Dr. Rourke will be joined by a panel consisting of Rosemarie Goodyear, the vice-president of Community Services with the Central Regional Integrated Health Authority, based in Gander; Teresa Greene, an advocate for rural health care and a town councilor of Millertown; and Kim Osmond, a primary health care consultant also with the Central Health Authority, based in Twillingate.
The lecture will be followed by a discussion session with the audience, where the issues can be debated in detail. The evening will close with a reception hosted by Memorial University.
The lecture is organized by Memorial University’s Leslie Harris Centre of Regional Policy and Development. The centre has a mandate to create forums where important issues of public policy are debated in an open and non-partisan manner. This lecture is a unique opportunity for citizens of Central Newfoundland to take the pulse of their health-care system and to engage in a discussion with experts in the field.
The following day, the Harris Centre and the Exploits Valley Economic Development Corporation will be holding a day-long workshop to identify new collaboration opportunities between Memorial University and local organizations. It is hoped that between 20 and 30 new opportunities will be identified where the faculty, staff and students of Memorial will be able to work with local leaders to help develop the economy and improve the quality of life of the Exploits Valley region.

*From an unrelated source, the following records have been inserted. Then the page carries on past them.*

PR #4838, opened 2026-03-25
fix: replace release-guard workflow with revert-latest job

sysread:
## Summary

The `release-guard.yml` workflow was broken from day one: the `unset-latest` job had no `actions/checkout` and no `GH_REPO`, so `gh` couldn't resolve the repo ([original failure](https://github.com/trufflesecurity/trufflehog/actions/runs/22491672284)).

Rather than patch the guard (#4776), this removes it entirely and replaces the inline "Mark release as latest" step with a separate `mark-latest` job gated on `needs: Release`. The release is only promoted to `latest` after the entire Release job succeeds, including post-steps.

Changes:
- delete `release-guard.yml`
- replace the inline `Mark release as latest` step and `revert-latest` job with a `mark-latest` job that runs after `Release` succeeds
- `mark-latest` sets `GH_REPO` explicitly (no checkout needed)
- add comments to `release.yml` documenting the state progression through GoReleaser's non-atomic pipeline and what to check on failure at each phase
- add comment to `.goreleaser.yml` explaining why `make_latest: false` is set

Supersedes #4776.

If `mark-latest` fails, the release and all artifacts exist but `/releases/latest` still points to the previous release. The workflow comments include the manual promotion command.

## Test plan

- verify workflow YAML is syntactically valid
- confirm `mark-latest` job has `GH_REPO` set (the original bug)
- review state-progression comments for accuracy against GoReleaser pipeline

### DIFF
--- a/.github/workflows/release.yml
+++ b/.github/workflows/release.yml
@@ -16,6 +16,7 @@ jobs:
     env:
       DOCKER_CLI_EXPERIMENTAL: "enabled"
     steps:
+      # Setup steps - no external side effects.
       - name: Checkout
         uses: actions/checkout@v4
         with:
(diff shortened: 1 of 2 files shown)


.github/workflows/release.yml
```diff
@@ -54,6 +54,32 @@ jobs:
...
+    if: failure()
+    runs-on: ubuntu-latest
+    steps:
+      - name: Restore previous release as latest
+        run: |
+          LATEST_TAG=$(gh release list --json tagName,isLatest -q '.[] | select(.isLatest) | .tagName')
+          if [ "$LATEST_TAG" != "$RELEASE_TAG" ]; then
+            echo "Tag $RELEASE_TAG is not marked as latest (latest is $LATEST_TAG), skipping."
+            exit 0
+          fi
```
j2fw: We edit the release to be latest as the last step in the `Release` job.

I think this means that early exit here makes this job only continue if that last step succeeded in setting the release with the pushed tag as latest, but one of the gh actions post steps failed at the end of the job. Even if those happened, the resulting artifacts exist and are valid, right?

If that's true, I wonder if this `revert-latest` job is worth maintaining.

j2fw: Maybe it would be cleaner to mark the release as latest in a separate gh action job in this same workflow, with a `needs` condition.

Then, it would only be eligible to run once `Release` has completed all steps and post-steps successfully. I expect that this would also handle cancellation of the job, which so far hasn't been handled with the `if: failure()` condition.

eg:

```yaml
  mark-latest:
    needs: Release
    runs-on: ubuntu-latest
    steps:
      - run: gh release edit "$TAG" --latest
        env:
          GH_TOKEN: ${{ github.token }}
          GH_REPO: ${{ github.repository }}
          TAG: ${{ github.ref_name }}
```

sysread: You're right. TBH, this whole release workflow makes me a little itchy. GoReleaser has already promoted the package, image, and brew tap. I wonder _why_ we have `make_release: false` in `.goreleaser.yml`... ah, it's because goreleaser tags the release as `latest` _before_ any artifacts get uploaded. Lovely.

I guess we can do a post-step after cleanup, but I definitely want to add more helpful error messaging around this. We have a lot of ways to end up in an intermediate release state here.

This workshop is open to the public, and a special invitation is extended to organizations dealing with health care, education, economic development and labour market development. Municipal counsellors and employees, as well as government officials and representatives of non-governmental organizations are especially invited to attend. There is no cost to register, however pre-registration is required. Meals and coffee breaks will be provided by the Harris Centre. The workshop will be held at the Mount Peyton Hotel, beginning at 9 a.m. and concluding at 4:30 p.m.